# Rental Property Calculator

Hello- I am new to the real estate game and I have been practicing with analyzing deals using the rental property calculator here on Bigger Pockets. I watched a video which helped explain some of the numbers, but I still do not feel confident in what I am doing yet. I have the following questions, any help is appreciated:

1. How can I estimate the monthly insurance? What is it based on?

2. What is the best website to use to find the vacancy rate in the city?

3. How can I estimate the closing costs?

4. How can I estimate the initial repair costs?

5. How can I estimate or know the PMI?

6. How do you estimate the percentage to put for the monthly repairs?

7. I read that 8% for CAPEX is good, any thoughts?

8. How do I estimate the future assumptions?

Hi Sara. I'll do my best to try to answer some of your questions, with my limited knowledge. I'll preface this by saying I own a 6 unit building, and I will only speak from experience, and knowledge I've gained.

1. Unfortunately insurance tends to vary a bit (in my experience), and if you need accurate numbers, I would suggest calling for a quote or two. It's based on so many variables that it's difficult to estimate, but insurance agencies will quote you for free, and it usually takes about a 5 minute phone call.

2. I haven't found any great websites to estimate vacancy, but with my rentals I usually find it varies based on market and pricing. You could have 0% vacancy if you rent a place for \$5 a month, or 100% vacancy if you list it for \$100,000/month! (extreme examples but you get the picture). When analyzing, I typically use 5-10% (depending on the 'class' of neighborhood, normally you'll experience fewer vacancies in a nice neighborhood)

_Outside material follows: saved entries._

PR #19336, opened 2021-01-12
[BUGFIX lts] Ensure Component Lookup Is Well Formed

chadhietala:
This PR introduces an assertion during the component name refinement to
assert that the lookup syntax is well formed. If a developer
accidentally types ":" instead of "::" you will end up with a runtime
erorr that looks like:

```
Uncaught Error: Assertion Failed: fullName must be a proper full name
    at assert (vendor.js:52729)
    at Container.lookup (vendor.js:16581)
    at Class.lookup (vendor.js:43950)
    at layoutFor (vendor.js:28680)
    at lookupComponentPair (vendor.js:28697)
    at lookupComponent (vendor.js:28711)
    at RuntimeResolver._lookupComponentDefinition (vendor.js:28992)
    at RuntimeResolver.lookupComponentHandle (vendor.js:28837)
    at CompileTimeLookup.lookupComponentDefinition (vendor.js:25065)
    at LazyCompiler.resolveLayoutForTag (vendor.js:60366)
```

This message is not actionable for developers. This PR will causes a
compile time error to occur with the following information:

```
Malformed component lookup in "test.js". Got <Foo:Bar \/> but you must use \"::\" to indicate a lookup
```

### DIFF
--- a/packages/ember-template-compiler/lib/system/compile-options.ts
+++ b/packages/ember-template-compiler/lib/system/compile-options.ts
@@ -1,4 +1,5 @@
 import { EMBER_STRICT_MODE } from '@ember/canary-features';
+import { assert } from '@ember/debug';
 import { assign } from '@ember/polyfills';
 import { PrecompileOptions } from '@glimmer/compiler';
 import { AST, ASTPlugin, ASTPluginEnvironment, Syntax } from '@glimmer/syntax';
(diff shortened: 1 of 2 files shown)


rwjblue (approved):

packages/ember-template-compiler/lib/system/compile-options.ts
```diff
@@ -16,6 +21,11 @@ export default function compileOptions(
     _options,
     {
       customizeComponentName(tagname: string): string {
+        assert(
+          `Malformed component lookup in "${_options.moduleName}". Got <${tagname} /> but you must use "::" to indicate a lookup`,
```
chancancode, line 25: I think the docs referred to this as "nested components". Should we say something like:

```suggestion
          `You tried to invoke a component named <${tagname} /> in "${_options.moduleName}", but that is not a valid name for a component. Did you mean to use the "::" syntax for nested components?`,
```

3. This one is too area specific. I would expect a local realtor would be helpful there. The calculator does suggest a number though.

4. I think there's a good book on this https://www.biggerpockets.com/store/flipping-estim... :)

5. PMI is tricky... typically it's a percentage of the principle, divided by 12. I usually use ( (purchase price - down payment) * 0.0085/12 ) to get a monthly figure, but PMI rates (that 0.85%) vary based on your lender. Ask them what their chart shows for you.

6. For me, I estimate 5% if the property looks to be in good shape, maybe closer to 10% if it looks a bit rough. It's all just guestimation though.

7. 8% is probably okay as a baseline, but I would say alter it based on condition, as above ^, also you can go WAY in depth on this (if you want): https://www.biggerpockets.com/renewsblog/2015/10/1...

8. I don't have enough data to give you good info here, but I typically just put 3% across the board, and estimate 8% for selling costs. I typed those in once from a webinar and have copied them ever since.

I hope some of this was helpful! Let me know if you have other questions I can try to help answer.